John A. Logan to the protesting merchants of Lima, June 23, 1883

[Inclosure 4 in No. 108.]

Mr. Logan to the protesting merchants of Lima.

Gentlemen: Your additional communication of the 2d instant in relation to decree No. 2914, of General Lynch, prescribing the payment of a commercial patente for the present year, has been received.

In reply I have to inform you that I waited upon the minister of foreign relations, and laid the whole case before him. He expressed great surprise at the statements of your communications and was very confident of there being some mistake as to the facts. He said; that General Lynch was not only a pre-eminently just man, but that he was also an exceedingly cautious official, and though the Government here had no knowledge of the decree, yet he could not for a moment believe that General Lynch had done anything not justified in the fullest manner by the rights of the occupying power.

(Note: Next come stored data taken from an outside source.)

Issue #8811, opened 2026-08-15
[finding] The ADR-0056 D10 authz matrix has no row for the ADR-0091 grant validity windows either — a second instance of #8711's gap


qq9340100:
Blocked-by: #8711

Found while implementing #8711 (which adds the rows for the grant-catalogue `active` flag). Filed unassigned; observation-class.

`packages/qa/dogfood/test/authz-conformance.matrix.ts` is described as "one row per authorization primitive, each in EXACTLY ONE honest state (enforced / experimental / removed)".

**ADR-0091 grant validity windows are an authorization primitive, and they are enforced.** `isGrantActive(row, nowMs)` drops a grant outside its `valid_from` / `valid_to` window at resolution time, at three call sites in `packages/core/src/security/resolve-authz-context.ts`:

- step 3 — `sys_member` rows, before the membership role projection;
- step 4 — `sys_user_position` rows (an expired role assignment stops granting);
- step 6 — `sys_user_permission_set` rows, dropped BEFORE any derivation, so an expired `admin_full_access` grant cannot yield `platform_admin` either.

**There is no row for it.** The only mention of ADR-0091 anywhere in the matrix is incidental, inside `accessible-org-ids`'s `enforcement` string — and that row classifies a different primitive (the core-resolved org access set). It does not put the validity window in a state of its own, so under the file's stated invariant the row is owed.

**Same mechanism as #8711.** The ratchet matches `covers` keys against a `discover()` that enumerates HTTP entry points from a curated per-file probe table, so a predicate inside an existing resolver can be neither UNCLASSIFIED nor STALE. Nothing can force this row to exist, and nothing can notice that it does not.

**This is not #8802.** That card reports that the window is not applied to one particular `sys_member` read (the org-admin role projection) — a defect in the enforcement. This is a gap in the ledger that records the enforcement. Fixing #8802 leaves the row just as missing.

**Relationship to #8711.** #8711's second question — whether the matrix's advertised scope should be narrowed in writing to what the ratchet can check, or the ratchet widened — is the general form of this. This card is a concrete second instance, and it is worth having on the record precisely because it shows the `active` flag was not a one-off: the measurement taken on #8711 found 41 of 48 rows carry no ratchet key at all. Whatever is decided on the general question, the row is owed under the invariant as currently written.

Not a recommendation on which way #8711's question should go.

hotlong:
[...]

Issue #8711, opened 2026-08-14
The ADR-0056 D10 authz conformance matrix has no row for the grant-catalogue `active` flag, and its completeness check cannot notice


qq9340100:
Found while implementing #8613. Filed unassigned; observation-class.

`packages/qa/dogfood/test/authz-conformance.matrix.ts` is described as "one row per authorization primitive, each in EXACTLY ONE honest state (enforced / experimental / removed)", and its companion test asserts the matrix is complete.

After #8613, `sys_permission_set.active` / `sys_position.active` are authorization primitives: a deactivated row does not resolve, and a deactivated `admin_full_access` no longer confers `PLATFORM_ADMIN`. There is no row for either. Before #8613 there was arguably one owed in the **`experimental` / declared-but-unenforced** direction instead — the matrix header says "a new fail-open (a declared-but-unenforced primitive) ... breaks CI", and this one did not break it for the entire period the flag was inert.

**Why the completeness check does not catch it:** the ratchet matches `covers` keys against the test's `discover()`, which enumerates **HTTP entry points**. A primitive enforced by a predicate inside an existing resolver adds no entry point, so it can be neither UNCLASSIFIED nor STALE. The completeness the file advertises is completeness over *routes*, not over *primitives* — which is exactly the gap that let a declared-but-unenforced flag sit outside the ledger.

Two separable questions:

1. Add the missing row(s) for the `active` flag now that it is enforced (small, mechanical).
2. Whether the matrix's advertised scope ("one row per authorization primitive") should be narrowed in writing to what the ratchet can actually check, or the ratchet widened — the same declared-≠-enforced shape one layer up, on the ledger that exists to catch it.

Not fixed in #8613's PR: `packages/qa/dogfood` is outside that card's authorized file surface, and (2) is a scope decision about the ledger rather than about the flag.

qq9340100:
Claim: PM loop round 8
Session: `session_01NaS1PAHJcPfAA2acnV53Tn`
Branch: `claude/issue-8711-authz-matrix-active-flag-row`
Worktree: `objectstack-issue-8711`
Domain: `domain:cli`
File surface: `packages/qa/dogfood/test/**` (stop on breach; explain in the report)
Container & model: `M`, `mode:subagent`, `model: opus`
[...]

Issue #8802, opened 2026-08-15
[finding] resolveUserAuthzGrants applies the ADR-0091 window to `sys_member` for `accessible_org_ids` only — the org-admin role projection is unfiltered


qq9340100:
Restart-when: git grep -n "valid_from|valid_until" -- packages/platform-objects/src/identity/sys-member.object.ts returns non-empty (an ADR-0091 window column is declared on sys_member)

Recording only, unassigned, ungraded. Surfaced while building the standing-key correspondence gate for #8734 (PR #8801) and deliberately **not** fixed there — it is a resolver question, not a guard one, and #8734's rulings forbid changing behaviour inside that tooling PR.

## The observation

`packages/core/src/security/resolve-authz-context.ts`, in `resolveUserAuthzGrants`, reads `sys_member` **once** and uses it for two things. The ADR-0091 validity window is applied to only one of them:

```ts
const members = await tryFind(ql, 'sys_member', { user_id: userId }, 200);
const accessibleOrgIds = new Set();
for (const m of members) {
  if (!isGrantActive(m, nowMs)) continue;      // window applied
  const org = m.organization_id ?? m.organizationId;
  if (typeof org === 'string' && org) accessibleOrgIds.add(org);
}
grants.accessible_org_ids = Array.from(accessibleOrgIds);

const activeMembers = tenantId ? members.filter(/* active-org match */) : members;
for (const m of activeMembers) {               // no window applied
  // role split + mapMembershipRole -> grants.positions  (org_owner / org_admin / ...)
}
```

So a `sys_member` row outside its window would be **excluded** from `accessible_org_ids` (the ADR-0105 D2 group-posture read reach) while still **contributing** `org_owner` / `org_admin` to `positions` — and `positions` is what the auto-org-admin-grant path and downstream permission-set resolution read.

The comment above the first loop states the window intent for the whole read ("Rows outside their ADR-0091 validity window do not resolve"), which is true of `accessible_org_ids` and not of the role projection directly below it.

## Why this is dormant, not broken

`sys_member` declares no `valid_from` / `valid_until` today — checked against `packages/platform-objects/src/identity/sys-member.object.ts`, zero hits — and `isGrantActive` treats an absent bound as unbounded, so both halves currently answer identically. Nothing is wrong at runtime.

[...]

PR #8812, opened 2026-08-15
test(dogfood): add the ADR-0056 D10 matrix rows for the grant-catalogue `active` flag (#8711)

qq9340100:
Part of #8711 — this PR lands the card's **first** question only. The second is left open deliberately; see "What is NOT here".

## What landed

Two rows in `packages/qa/dogfood/test/authz-conformance.matrix.ts`, both `enforced`:

| row | enforcement read off what #8613 landed |
|:--|:--|
| `permission-set-active` | `resolve-authz-context.ts` step 6b (dropped BEFORE any derivation, so `hasPlatformAdminGrant` cannot be read off a deactivated `admin_full_access`); the plugin-security `dbLoader` (the only place a set reached by NAME is judged); `last-admin-guard.ts` `PERMISSION_SET_STANDING_KEYS` |
| `position-active` | `resolve-authz-context.ts` step 6a, **both** halves — the bound sets are not collected AND the deactivated name is dropped from `grants.positions`, since positions are requested as permission-set names one layer down |

`sys_permission_set.active` and `sys_position.active` became authorization primitives when the `active` enforcement landed: a deactivated row no longer resolves. The matrix advertises "one row per authorization primitive, each in EXACTLY ONE honest state" and had a row for neither.

### The state was read, not assumed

I then pressed the minister strongly to make an examination of the circumstances of the case, in order that error might be righted, if any had been committed, by the local authorities in Lima; but the minister said, that while he was disposed to extend every courtesy to me and the country I represented that might he within his power, yet that as the complainants resided in Peru, he did not understand that my Government had given me any power to represent them, and that, as it would he establishing a precedent for the representatives of other powers to take advantage of, he would be compelled to decline my request.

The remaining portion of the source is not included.